# Your best recent turkey pictures?



## koz bow (Nov 18, 2006)

Well, we are just a couple of weeks off and now. Thought it would be nice to see how you guys display your birds for photographs.

I find that a good picture lasts a lifetime.

Here are couple of my recent ones that do their best to show off how beautiful turkeys really are, and also capture great memories of special hunts.


----------



## outfitter (Mar 25, 2007)

Nice pics Koz Bow. I like the stream in the background. Here is a picture of one I took last year.


----------



## ryan-b (Sep 18, 2009)




----------



## gunner7848 (Feb 8, 2006)

This is my bird from last year









This is a clients daughters bird I filmed last year. The father is on this site ROBBY MEYERS. This year I get to film him his daughter and son this will make a great DVD for them to remember forever.

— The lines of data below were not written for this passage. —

PR #565, opened 2024-01-18
Reference Secrets for per stack versioning

katyanna:
Following the [Reference ConfigMap for per stack versioning](https://github.com/zalando-incubator/stackset-controller/pull/520) and [Revised adaptation of ConfigMap per Stack](https://github.com/zalando-incubator/stackset-controller/pull/550), this Pull Request implements **Secrets versioned by reference**.

The expected behaviour is that given a **Secret** named in the `<stack-name>-<secret-name>` pattern is defined on `stackTemplate.configurationResources.secretRef`, Stackset Controller identifies the deployed **Secret** and updates it with the **Stack** info on `ownerReferences`.

### DIFF
--- a/cmd/e2e/basic_test.go
+++ b/cmd/e2e/basic_test.go
@@ -39,6 +39,7 @@ type TestStacksetSpecFactory struct {
 	routegroup                    bool
 	externalIngress               bool
 	configMap                     bool
+	secret                        bool
 	limit                         int32
 	scaleDownTTL                  int64
 	replicas                      int32
@@ -56,6 +57,7 @@ func NewTestStacksetSpecFactory(stacksetName string) *TestStacksetSpecFactory {
 	return &TestStacksetSpecFactory{
 		stacksetName:           stacksetName,
 		configMap:              false,
+		secret:                 false,
 		ingress:                false,
 		externalIngress:        false,
 		limit:                  4,
@@ -69,6 +71,11 @@ func NewTestStacksetSpecFactory(stacksetName string) *TestStacksetSpecFactory {
 
 func (f *TestStacksetSpecFactory) ConfigMap() *TestStacksetSpecFactory {
 	f.configMap = true
+	return f
+}
+
+func (f *TestStacksetSpecFactory) Secret() *TestStacksetSpecFactory {
+	f.secret = true
 	return f
 }
 
@@ -174,6 +181,40 @@ func (f *TestStacksetSpecFactory) Create(t *testing.T, stackVersion string) zv1.
 						LocalObjectReference: corev1.LocalObjectReference{
 							Name: configMapName,
 						},
+					},
+				},
+			},
+		}
+	}
+
+	if f.secret {
+		secretName := fmt.Sprintf("%s-%s-secret", f.stacksetName, stackVersion)
+		secret := &corev1.Secret{
+			ObjectMeta: metav1.ObjectMeta{
+				Name: secretName,
+			},
+			Data: map[string][]byte{
+				"key": {0},
+			},
+		}
+
+		_, err := secretInterface().Create(context.Background(), secret, metav1.CreateOptions{})
+		require.NoError(t, err)
+
+		result.StackTemplate.Spec.ConfigurationResources = []zv1.ConfigurationResourcesSpec{
+			{
+				SecretRef: corev1.LocalObjectReference{
+					Name: secretName,
+				},
+			},
+		}
+
+		result.StackTemplate.Spec.PodTemplate.Spec.Volumes = []corev1.Volume{
+			{
+				Name: "secret-volume",
+				VolumeSource: corev1.VolumeSource{
+					Secret: &corev1.SecretVolumeSource{
+						SecretName: secretName,
 					},
 				},
 			},
@@ -348,6 +389,22 @@ func verifyStack(t *testing.T, stacksetName, currentVersion string, stacksetSpec
 				UID:        stack.UID,
 			},
 		}, configMap.OwnerReferences)
+	}
+
+	// Verify Secrets
+	for _, rsc := range stacksetSpec.StackTemplate.Spec.ConfigurationResources {
+		secret, err := waitForSecret(t, rsc.SecretRef.Name)
+		require.NoError(t, err)
+		assert.EqualValues(t, stackResourceLabels, secret.Labels)
+		assert.Contains(t, secret.Name, stack.Name)
+		assert.Equal(t, []metav1.OwnerReference{
+			{
+				APIVersion: "zalando.org/v1",
+				Kind:       "Stack",
+				Name:       stack.Name,
+				UID:        stack.UID,
+			},
+		}, secret.OwnerReferences)
 	}
 
 	verifyStackIngressSources(
@@ -640,6 +697,7 @@ func testStacksetCreate(
 	t *testing.T,
 	testName string,
 	configmap bool,
+	secret bool,
 	hpa,
 	ingress,
 	routegroup,
@@ -655,6 +713,9 @@ func testStacksetCreate(
 		stacksetSpecFactory := NewTestStacksetSpecFactory(stacksetName)
 		if configmap {
 			stacksetSpecFactory.ConfigMap()
+		}
+		if secret {
+			stacksetSpecFactory.Secret()
 		}
 		if hpa {
 			stacksetSpecFactory.Autoscaler(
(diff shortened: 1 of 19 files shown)


cmd/e2e/basic_test.go
```diff
@@ -180,6 +187,40 @@ func (f *TestStacksetSpecFactory) Create(t *testing.T, stackVersion string) zv1.
...
 	}
 
+	if f.secret {
+		secretName := fmt.Sprintf("%s-%s-secret", f.stacksetName, stackVersion)
+		secret := &corev1.Secret{
+			ObjectMeta: metav1.ObjectMeta{
+				Name: secretName,
+			},
+			Data: map[string][]byte{
+				"key": {0},
```
linki, line 197: Instead of `{0}` we can also use `[]byte("value")` so that we have a more readable value.

cmd/e2e/basic_test.go
```diff
@@ -350,6 +391,22 @@ func verifyStack(t *testing.T, stacksetName, currentVersion string, stacksetSpec
 		}, configMap.OwnerReferences)
 	}
 
+	// Verify Secrets
+	for _, rsc := range stacksetSpec.StackTemplate.Spec.ConfigurationResources {
+		secret, err := waitForSecret(t, rsc.SecretRef.Name)
+		require.NoError(t, err)
+		assert.EqualValues(t, stackResourceLabels, secret.Labels)
+		assert.Contains(t, secret.Name, stack.Name)
```
linki, line 399: Let's also validate the _value_ for completeness, similar to what we do for ConfigMaps (`assert.Equal(t, map[string]string{"key": "value"}, configMap.Data)`)

controller/stack_resources.go
```diff
@@ -54,6 +54,25 @@ func equalResourceList(
 	return reflect.DeepEqual(existingName, crName)
 }
 
+func equalSecretList(
```
linki, line 57: This function is practically identical to `equalConfigMapList` (only difference is one takes Secrets and one takes ConfigMap and both have the .Name field). We should remove as much duplication as possible here.

katyanna: Yes, I'm running in draft to check the e2e but the PR is still going to be refactored.

controller/stack_resources.go
```diff
@@ -397,3 +418,62 @@ func (c *StackSetController) ReconcileStackConfigMap(
 	}
 	return nil
 }
+
+func (c *StackSetController) ReconcileStackSecret(
```
linki, line 422: This function is very similar to `ReconcileStackConfigMap`. Maybe it's worth checking whether a function like `ReconcileStackConfigurationResources()` where we iterate over `stack.Spec.ConfigurationResources` once makes sense.

controller/stack_resources_test.go
```diff
@@ -1195,3 +1195,241 @@ func TestReconcileStackConfigMap(t *testing.T) {
...
+					SecretRef: v1.LocalObjectReference{
+						Name: "foo-v1-scnd-secret",
+					},
+				},
+			},
+		},
+	}
+
+	baseData := map[string][]byte{
+		"testK": {1, 2},
```
linki, line 1250: `[]byte("some string")` also works I think and allows for more readable values.

controller/stack_resources_test.go
```diff
@@ -1195,3 +1195,241 @@ func TestReconcileStackConfigMap(t *testing.T) {
...
+			name:     "secret ownerReference is added to referenced secret",
+			stack:    testSecretStack,
+			existing: nil,
+			template: []*v1.Secret{
+				{
+					ObjectMeta: metav1.ObjectMeta{
+						Name:      "foo-v1-test-secret",
+						Namespace: testSecretStack.Namespace,
+					},
+
```
linki, line 1301: nit: extra line here

controller/stack_resources_test.go
```diff
@@ -1195,3 +1195,241 @@ func TestReconcileStackConfigMap(t *testing.T) {
...
+				{
+					SecretRef: v1.LocalObjectReference{
+						Name: "foo-v1-test-secret",
+					},
+				},
+			},
+		},
+	}
+
+	testMixedConfigtStack := baseTestStack
```
linki, line 1213: typo: testMixedConfig**t**Stack

controller/stack_resources_test.go
```diff
@@ -1195,3 +1195,241 @@ func TestReconcileStackConfigMap(t *testing.T) {
...
+			name:     "manage secrets out of mixed configurationResources",
+			stack:    testMixedConfigtStack,
+			existing: nil,
+			template: []*v1.Secret{
+				{
+					ObjectMeta: metav1.ObjectMeta{
+						Name:      "foo-v1-test-secret",
+						Namespace: testSecretStack.Namespace,
+					},
+
```
linki, line 1378: nit: extra line here

controller/stack_resources_test.go
```diff
@@ -1195,3 +1195,241 @@ func TestReconcileStackConfigMap(t *testing.T) {
...
+					err = env.CreateSecrets(context.Background(), []v1.Secret{*i})
+					require.NoError(t, err)
+				}
+			}
+
+			if tc.existing != nil {
+				for _, existing := range tc.existing {
+					err = env.CreateSecrets(context.Background(), []v1.Secret{*existing})
+					for _, template := range tc.template {
+						if existing.Name == template.Name {
```
linki, line 1407: I don't really understand this test.

For each to-be-existing secret, we try to create it. Then we check each template and assert that the creation raised an error if the name of the secret matches the template name (and vice versa).

controller/stack_resources_test.go
```diff
@@ -1195,3 +1195,241 @@ func TestReconcileStackConfigMap(t *testing.T) {
...
+					}
+				}
+			}
+
+			err = env.controller.ReconcileStackSecret(
+				context.Background(), &tc.stack, tc.existing, func(tmp *metav1.ObjectMeta) *metav1.ObjectMeta {
+					if tmp.Name == tc.template[0].Name {
+						return &tc.expected[0].ObjectMeta
+					}
+					return &tc.expected[1].ObjectMeta
```
linki, line 1421: Looks like we're mocking the response of `sc.UpdateObjectMeta` here and then return either `tc.expected[0]` or `tc.expected[1]` based on the `tmp.Name`. Can we do something like the following instead?

Make `tc.expected` a `map[string]v1.Secret` instead of a `[]*v1.Secret` and then use the `tmp.Name` as the key to get the right secret:
```go
func(tmp *metav1.ObjectMeta) *metav1.ObjectMeta {
  return &tc.expected[tmp.Name].ObjectMeta
}
```

linki: Maybe we shouldn't mock it in the first place and rather work with the real implementation. It's not that it's doing that much that needs mocking (such as network calls and so on).

https://github.com/zalando-incubator/stackset-controller/blob/d0f7901c3b4101dec8fdd7289be8525e0235d099/pkg/core/stack_resources.go#L536-L543

katyanna: I mock it to isolate the test. Since this test is about the `ReconcileStackSecrets` specifically, I'd rather not have other functions interfering with it. `UpdateObjectMeta` has its own test also.

controller/stack_resources.go
katyanna: > where we iterate over `stack.Spec.ConfigurationResources` once and handle each item based on its type.

That's on the 4th line already. They're similar, but the type constraint starts in the parameters. I also think it makes sense to handle one resource kind per function, as happens in the rest of the code, specially considering that the `ReconcileStackConfigMap` will be expanded for the inline option.

controller/stack_resources.go
katyanna: I couldn't find an elegant solution to merge the functions, as they differ in types. Keeping the main function concise and with clear purpose is of more importance so I'd rather not pollute it with type management for a helper function. But let me know if you have an idea about how to make it more DRY.

controller/stackset.go
```diff
@@ -1459,15 +1498,23 @@ func resourceReadyTime(timestamp time.Time, ttl time.Duration) bool {
 	return false
 }
 
-// validateConfigurationResourceNames returns an error if any ConfigurationResource name is not prefixed by Stack name.
+// validateConfigurationResourceNames returns an error if any ConfigurationResource
+// name is not prefixed by Stack name.
 func validateConfigurationResourceNames(stack *zv1.Stack) error {
+	var rscName string
```
mikkeloscar, line 1504: This should be scoped to the for loop e.g. move to line 1505

controller/stack_resources_test.go
katyanna: This is setup for the actual tests. It creates the `existing` Secrets of the test case and errors if there's a template in that test case with the same name. May be best to have it in opposite orders - first create the existing and when creating the template, check is the name is already there.

controller/stack_resources.go
```diff
@@ -397,3 +420,74 @@ func (c *StackSetController) ReconcileStackConfigMap(
...
+		return nil
+	}
+
+	for _, rsc := range stack.Spec.ConfigurationResources {
+		if rsc.SecretRef.Name == "" {
+			continue
+		}
+		rscName := rsc.SecretRef.Name
+
+		if err := validateConfigurationResourcesNames(stack); err != nil {
```
linki, line 456: This function validates _all_ `ConfigurationResources` so it needs to be _outside_ loop (or changed).

controller/stack_resources.go
```diff
@@ -397,3 +420,74 @@ func (c *StackSetController) ReconcileStackConfigMap(
...
+	ctx context.Context,
+	stack *zv1.Stack,
+	existing []*apiv1.Secret,
+	updateObjMeta func(*metav1.ObjectMeta) *metav1.ObjectMeta,
+) error {
+	if stack.Spec.ConfigurationResources == nil {
+		return nil
+	}
+
+	if equalSecretList(existing, stack.Spec.ConfigurationResources) {
```
linki, line 446: How is that even correct?

This line says that when _all_ of the `ConfigurationResources` already exist (`existing`) we return early and don't to any processing. But in our _revised_ solution we don't create any Secrets anymore (the user's provide them), therefore the Secrets exist from the very beginning. I wonder how we'll ever get past this point. Of course there could be certain race conditions where the `.configurationResources` section is created at a different time than the referenced Secret but I don't think we want to rely on that.

katyanna: Yes, these checks are no longer needed. Thanks for the observation.

e2e/apply/rbac.yaml
```diff
@@ -90,6 +90,17 @@ rules:
...
+  - ""
+  resources:
+  - secrets
+  verbs:
+  - get
+  - list
+  - create
+  - update
+  - patch
+  - delete
```
linki, line 103: nit: We could reduce this set of the permissions. We don't need to delete and create (same for ConfigMaps)

katyanna: We still them for the e2e.

linki: Ok, that makes sense 😄 🤦

controller/stack_resources.go
```diff
@@ -351,15 +328,13 @@ func (c *StackSetController) ReconcileStackConfigMap(
 		return nil
```
linki, line 328: This `if` should also be removable now since the function only contains the `range` call (which works fine with `nil`)

controller/stackset.go
```diff
@@ -1459,15 +1500,31 @@ func resourceReadyTime(timestamp time.Time, ttl time.Duration) bool {
...
+		var rscName string
+		if rsc.ConfigMapRef.Name != "" {
+			rscName = rsc.ConfigMapRef.Name
+		}
+
+		if rsc.SecretRef.Name != "" {
+			rscName = rsc.SecretRef.Name
+		}
+
 		if !strings.HasPrefix(rscName, stack.Name) {
```
linki, line 1516: This can reuse the `validateConfigurationResourceName` function created below.

katyanna: Tried that, it looks awkward and generates a go warning. I think we don't need to get so strict here.

linki: This should've done it.

```go
		if err := validateConfigurationResourceName(stack.Name, rscName); err != nil {
			return err
		}
```

The point is to not have the `HasPrefix` check twice because it's very easy to forget to change both in case the logic ever changes.

linki: Let's do some refactorings in other PRs.

linki:
👍

controller/stack_resources.go
linki: That's fine but we can still reduce the duplication, e.g. by extracting some code into helper functions.

katyanna:
👍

This is Nasher from the site bird he got


----------



## Wally Gator (Sep 21, 2007)

2010 Archery Gobbler









This is the last one I took with a gun.


----------



## DEDGOOSE (Jan 19, 2007)

I have always been guilty of quickly snapping a pic and moving on.. Than I am mad that I didn't take better pics.. Here are a few that have turned out nice over the past few years and set the scene.. Wish all this digital stuff would have come up 20 years ago... One day gonna have to start scanning 35 mm

GF's First merriam










1 5/8 Late May Bird
















Blizzard in the Morning Dead Gobblers in the Afternoon









Iowa Opening day


----------



## DEDGOOSE (Jan 19, 2007)

20 Minutes in WY


















2 hours of calling to this bird with two hens, he broke and had 1 3/8. I wish i was the shooter.. LOL









2 Fat Merriams in one shot










Gotta love OK and blood on your butt


----------



## DEDGOOSE (Jan 19, 2007)

Gotta love when ya walk up and can immediately do this. I blew his beard off, I missed three times the day before and he was 4 yards, I aimed low.. 









SConnells bird I yacked up for him last year with a billion hens.. Man his Girlfriends camera is the shizzle










And her bird from the day before










Heard 4 birds in KS on day one and three became casualties.. Hers had some hooks

















She is lucky as all get out another bird with 1 3/8


----------



## Firefighter (Feb 14, 2007)

A few from over the years:


----------



## DEDGOOSE (Jan 19, 2007)

A few more SD photos

First Merriam for me, Opening day in the Hills 01









A couple river bottom birds.. 
Sal was tagged out and sat back and I went after um.. She clipped this pic as I came over the hill. .Mouth call still in










Hers from earlier









First prairie merriam for me


----------



## 00Buckshot69 (Dec 30, 2007)

My 1St










2nd Mr.Hooks


















Last Years Bird


----------



## HardWayMike (Nov 24, 2010)

Nice pics guys! Can't wait for my first turkey photo! Hopefully the one I get this year will help my team win the contest. LMAO! DEDGOOSE, you don't like turkey's do ya? lol


----------



## Mitchell Ulrich (Sep 10, 2007)

That is an awesome necklace!
Is that green stone Vaseline glass?


----------



## DEDGOOSE (Jan 19, 2007)

HardWayMike said:


> Nice pics guys! Can't wait for my first turkey photo! Hopefully the one I get this year will help my team win the contest. LMAO! DEDGOOSE, you don't like turkey's do ya? lol


Actually in the months of March, April and May I HATE them.. LOL 9 months of my life are spent fascinating about their lifestyle and language and 3 months are about exterminating them.. 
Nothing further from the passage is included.